I know that some people feel that we have not gone far enough; the amendments that have not been selected today suggest that. Those people are disappointed to be deprived of the theatre of the inquiry subjects being dragged to the Bar of the House, hence the amendments. However, as has rightly been said, that has not happened in modern times—it did not even happen with the two Members of the House in 1992 who were admonished by resolution; they were not brought to the Bar of the House. We should be conscious of how we treat one another, as opposed to how we treat people outside. In fact, 1957 was the last time the process was used against an individual, when it was described in the House as a “medieval pantomime.” That was objected to. The Speaker of the day, Speaker Morrison, accepted that it was wrong to describe the proceedings as a medieval pantomime, but he accepted “medieval drama”.

The former Clerk of the House, Sir Malcolm Jack, in written evidence to the Joint Committee on Parliamentary Privilege in 2013, considered that

“the possibility of hauling people to the bar of the House and admonishing them would provide a theatre of the absurd”.

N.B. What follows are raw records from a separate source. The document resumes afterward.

PR #117, opened 2022-11-24
Fix API bug: Torrent cannot be whitelisted twice

### LINKED ISSUE #74: Tracker API should return an OK status when whitelisting an already whitelisted info hash

josecelano:
- [x] Reproduce the error with an e2e test.
- [x] Fix it.
- [x] Rename test to `should_allow_to_whitelist_a_torrent`
- [x] Refactor: extract function `is_info_hash_whitelisted` as described [here](https://github.com/torrust/torrust-tracker/pull/118#issuecomment-1326847691).

### DIFF
--- a/src/jobs/tracker_api.rs
+++ b/src/jobs/tracker_api.rs
@@ -1,7 +1,7 @@
 use std::sync::Arc;
 
 use log::info;
-use tokio::sync::oneshot::{self, Receiver};
+use tokio::sync::oneshot;
 use tokio::task::JoinHandle;
 
 use crate::api::server;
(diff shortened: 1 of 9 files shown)


josecelano:
ACK 2d621c5e64f657e9be1f99af65ba8b160b9b68d0

da2ce7 (changes requested):
You seem to be just checking if there is any error, then assuming that it isn't already inserted.

I suggest that you consider: https://github.com/torrust/torrust-tracker/pull/118

josecelano:
hi @da2ce7 @WarmBeer, I changed the implementation to send a message from the API server to the initiator when the API is ready, as we discussed yesterday. You can see the changes [here](https://github.com/torrust/torrust-tracker/pull/117/commits/32a6d79ea3c53401a14a44dede63e039330675e1).

I do not like it yet. I think we should send the message after starting the server.

I think we can do what @da2ce7 suggested. Something like:

```rust
tokio::spawn(async move {
    let (_addr, api_server) = serve(server).bind_with_graceful_shutdown(socket_addr, async move {
        tokio::signal::ctrl_c().await.expect("Failed to listen to shutdown signal.");
    });
});

// Send a message to the initiator to notify the API is ready to accept requests
if messenger_to_initiator.send(ApiReady()).is_err() {
    panic!("the receiver dropped");
}
```

@da2ce7 is that what you suggested? Using a new thread to launch the server and send the message afterwards.

I'm not sure if that's a significant change. I suppose the problem was not the time it takes the server to be ready but the fact that tests run in parallel.

josecelano:
ACK 15aa8313fde6aeb82daa563bc9bc4ca902402808

src/jobs/tracker_api.rs
```diff
@@ -1,30 +1,40 @@
...
 
+    let (tx, rx) = oneshot::channel::<ApiServerJobStarted>();
+
+    // Run the API server
     let join_handle = tokio::spawn(async move {
-        server::start(bind_addr, tracker, tx).await;
+        if tx.send(ApiServerJobStarted()).is_err() {
+            panic!("the start job dropped");
+        }
+        server::start(bind_addr, tracker).await;
```
da2ce7: What reason to send `ApiServerJobStarted()` before `server::start` has finished starting?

I think that he was right. The more recent precedent, set in 1992, is, as I have said, for Members to be reprimanded by resolution only. My Committee considered which form of admonishment was appropriate and decided firmly against summoning Mr Myler and Mr Crone to the Bar. That would risk moving the focus from the facts of the case, which are published with our report in great detail, to the punishment and making the process effectively a show trial, for want of a better expression. It seemed to me and the Committee that that would not be good for the House or for anyone else, even if those powers were available. We should remember that in 1957 the proceedings of the House were not broadcast and there was no such thing as social media. We recognise now that everything we do is much more public. I am sure that Mr Crone and Mr Myler will not regard today’s events as a light matter, and nor should they, given the findings of the Committee and the evidence that is in its report for all to see.

I could say much more on the subject of the House’s powers and how they are enforced, but I will be able to return to that matter if the House agrees to the proposal from the Leader of the House that the Committee of Privileges should examine the

“exercise and enforcement of the powers of the House in relation to select committees and contempts”.

As my Committee points out in our report, that matter has been left unresolved for too long and it is right that we should go away, look at it and come back with some workable recommendations. I believe that it is better that that be done away from any current privileges report or any current inquiry.

I hope that the Leader of the House can reassure us that, unlike in the past, time will be found for the House to debate and to come to an agreement on whatever recommendations we make in our report. I say to my hon. Friend the Member for Rhondda (Chris Bryant) that we have to get the power that this place has into the context of the 21st century, not the centuries before. That is important. If the proposal is agreed today, and agreed by the Privileges Committee, all Members, and I am sure others, will have the opportunity to give evidence to the Committee about the powers we have and how we should exercise them.

The inquiry took a long time and my Committee has done its best to reach a fair verdict following a fair process. I think that we have done that and I ask the House to support the motion before it today.